The slight win you get for having a smaller transform struct (32 bytes gets you two in a cache line, rather than 1 and a bit) isn't really worth it unless you're working with a lot of them at once -- and in that case you don't want them to be in AOS form anyway.

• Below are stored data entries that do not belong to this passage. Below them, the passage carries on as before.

PR #61, opened 2015-07-01
CAS Auth Backend

balsdorf:
This adds support for Central Authentication Service (CAS) in Eventum. The backend totally replaces the built in auth and does not allow fallback. If configured, Eventum will create new users.

Changes to auth interface are:
* Addition of getExternalLoginURL() method. If set no login form will be displayed. Instead the user
 will be redirect to an external URL to authenticate.
* Addition of checkAuthentication() method. This is called before the normal Eventum authentication
process.
* Addition of logout() method. This is called after the Eventum logout process is completed.

I'm not 100% sure that getExternalLoginURL() and checkAuthentication() is the cleanest way but I haven't thought of a better way.

Please let me know any feedback you have on this or if you have any better ideas on how to handle systems with external authentication like this.

### DIFF
--- a/docs/examples/config/cas.php
+++ b/docs/examples/config/cas.php
@@ -1,5 +1,5 @@
 <?php
-$cas_setup = array(
+return array(
     'host'  =>  'localhost',
     'port'  =>  443,
     'context' =>  '/cas',
--- a/docs/examples/config/cas.php
+++ b/docs/examples/config/cas.php
@@ -1,0 +1,12 @@
+<?php
+$cas_setup = array(
+    'host'  =>  'localhost',
+    'port'  =>  443,
+    'context' =>  '/cas',
+    'customer_id_attribute' => '',
+    'contact_id_attribute' => '',
+    'create_users' => true,
+    'default_role' => array(
+        1 =>    4,
+    ),
+);
--- a/lib/eventum/auth/class.cas_auth_backend.php
+++ b/lib/eventum/auth/class.cas_auth_backend.php
@@ -29,7 +29,7 @@
 /**
  * This auth backend integrates with a CAS server
  *
- * This backend will look for users in the default mysql backend if no LDAP
+ * This backend will look for users in the default mysql backend if no CAS
  * user is found. This behaviour may be configurable in the future.
  *
  * Set define('APP_AUTH_BACKEND', 'CAS_Auth_Backend') in the config file and
@@ -102,7 +102,7 @@ class CAS_Auth_Backend implements Auth_Backend_Interface
             // do not reset user password, it maybe be set locally before this
             unset($data['password']);
 
-            // perspective what is main address and what is alias may be different in ldap and in eventum
+            // perspective what is main address and what is alias may be different in CAS and in eventum
             $emails = array($remote['mail']);
             $email = User::getEmail($usr_id);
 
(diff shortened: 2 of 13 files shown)


docs/examples/config/cas.php
```diff
@@ -0,0 +1,12 @@
+<?php
+$cas_setup = array(
+    'host'  =>  'localhost',
```
glensc: i would prefer if you just return the array and in callee use `$cas_setup = require 'config.php';`

lib/eventum/auth/class.cas_auth_backend.php
```diff
@@ -0,0 +1,356 @@
...
+// | Authors: Bryan Alsdorf <balsdorf@gmail.com>                          |
+// | Authors: Elan Ruusamäe <glen@delfi.ee>                               |
+// +----------------------------------------------------------------------+
+
+/**
+ * This auth backend integrates with a CAS server
+ *
+ * This backend will look for users in the default mysql backend if no LDAP
+ * user is found. This behaviour may be configurable in the future.
+ *
```
glensc: the class comment needs updating

lib/eventum/auth/class.cas_auth_backend.php
```diff
@@ -0,0 +1,356 @@
...
+            $data['contact_id'] = $remote[$setup['contact_id_attribute']];
+        }
+
+        // if local user found, update it and return usr id
+        if ($usr_id) {
+            // do not reset user password, it maybe be set locally before this
+            unset($data['password']);
+
+            // perspective what is main address and what is alias may be different in ldap and in eventum
+            $emails = array($remote['mail']);
```
glensc: comment needs updating (this is not ldap backend)

lib/eventum/auth/class.cas_auth_backend.php
```diff
@@ -0,0 +1,356 @@
...
+        foreach ($aliases as $alias) {
+            User::addAlias($usr_id, $alias);
+        }
+    }
+
+
+    /**
+     * With CAS we cannot do a simple password check like this. This will prevent the CLI from working
+     * so at some point in the future we need to find a solution.
+     *
```
glensc: probably we should setup per user api keys in user preferences, and use such api token to access cli instead of password auth

lib/eventum/class.session.php
```diff
@@ -108,8 +108,6 @@ public static function init($usr_id)
      */
     public static function verify($usr_id)
     {
-        session_start();
-
         // Don't check the IP of the session, since this caused problems for users that use a proxy farm that uses
```
glensc: any reason why you removed session_start?

glensc:
looks good overall, but could you rebase against origin/master (to remove the merge commits) before making further changes?

lib/eventum/class.session.php
balsdorf: It was causing a warning if any other code initiated a session before it. My testing showed that it was not needed as Session::init() (which is called by Session::verify() ) checks if a session is active and if not activates it. However, in I will add a similar check here in case something I couldn't find was depending on it.

docs/examples/config/cas.php
balsdorf: I did not know about that trick. Thanks!

lib/eventum/auth/class.cas_auth_backend.php
balsdorf: Agreed that this would be the best way to go. When I implement CAS internally I will either have to setup auth keys or some workaround for this.

PR #64, opened 2015-07-15
add maxwidth to issue description, so it will be scrollbar, when too …

slay123:
…many chars on same line without whitespace
before:
screenshot 2015-07-15 15 48 59

after:
screenshot 2015-07-15 15 49 41

### DIFF
--- a/htdocs/css/main.css
+++ b/htdocs/css/main.css
@@ -374,6 +374,13 @@ table.grid tr.no_results td {
     text-align: center;
     font-style: italic;
 }
+/* if issue description is too wide */
+#issue_description {
+    display: inline-block;
+/* 82% from viewport width */
+    max-width: 82vw;
+    overflow: auto;
+}
 
 /* End Grid */
 


htdocs/css/main.css
```diff
@@ -374,6 +374,13 @@ table.grid tr.no_results td {
     text-align: center;
     font-style: italic;
 }
+/* if issue description is too wide */
+#issue_description {
+    display: inline-block;
+/* 82% from viewport width */
+    max-width: 82vw;
```
glensc: i wonder what's browser compatibility for this css unit?

slay123: According to:
https://css-tricks.com/viewport-sized-typography/ and
http://caniuse.com/#feat=viewport-units

IE 10+, Firefox 19+, Chrome 34+, Safari 7+, Android 4.4+, iOS 6+ - Supported

For IE should probably add some IE specific CSS hack, something like:
max-width: 995px\9;

Elan Ruusamäe wrote on 15.07.2015 16:59:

Incidentally, a bit of trivia: if you do decide you only want a single uniform scale, you can just scale the quarternion and save 4 bytes -- a non-normalized quaternion just scales positions at the same time. (Don't actually do this unless you want to confuse the hell out of anyone else working with your code.)

EDIT:

An example of what I mean, from my current engine (in 2D, not 3D):
 1
 2
 3
 4
 5
 6
 7
 8
 9
10
11
12
13
14
15
16
17
18
19
20
21
22
23
24
25
26
27
28
29
30
31
32
33
34
35
36
37
38
39
40
41
42
43
44
45
46
47
48
struct SOA_Transform {
    u32 capacity;
    u32 count;
    float * px;
    float * py;
    float * sx;
    float * sy;
    float * rx;
    float * ry;
};

struct SOA_Mat2x3 {
    u32 capacity;
    u32 count;
    float * a0;
    float * a1;
    float * a2;
    float * b0;
    float * b1;
    float * b2;
};

static void
Mat2x3FromTransform(SOA_Transform in, SOA_Mat2x3 out) {
    assert(in.count <= out.capacity);
    __m128 ZERO = _mm_set1_ps(0.0f);
    for (u32 i = 0; i < in.count; i += 4) {
        __m128 px = _mm_load_ps(in.px + i);
        __m128 py = _mm_load_ps(in.py + i);
        __m128 sx = _mm_load_ps(in.sx + i);
        __m128 sy = _mm_load_ps(in.sy + i);
        __m128 rx = _mm_load_ps(in.rx + i);
        __m128 ry = _mm_load_ps(in.ry + i);

        __m128 a0 = _mm_mul_ps(rx, sx);
        __m128 b0 = _mm_mul_ps(ry, sx);
        __m128 a1 = _mm_mul_ps(_mm_sub_ps(ZERO, ry), sy);
        __m128 b1 = _mm_mul_ps(rx, sy);

        _mm_store_ps(out.a0 + i, a0);
        _mm_store_ps(out.a1 + i, a1);
        _mm_store_ps(out.a2 + i, px);
        _mm_store_ps(out.b0 + i, b0);
        _mm_store_ps(out.b1 + i, b1);
        _mm_store_ps(out.b2 + i, py);
    }
    out.count = in.count;
}

Each drawn entity then references its transform by index, which is the same before and after the conversion.

Edited by Bryan Taylor on
Thanks for the reply.

I think I will go for the smaller Transform struct to get 2 in a cache line and go from there. I don't think anything will really need a non uniform scale but if it does, I will probably hardcode it into the mesh or create a specialized bit for it (e.g. custom transform/matrix).

At the moment, I am not SIMDing anything yet but it wouldn't be hard to change it if I needed to as the last out is pretty flexible already.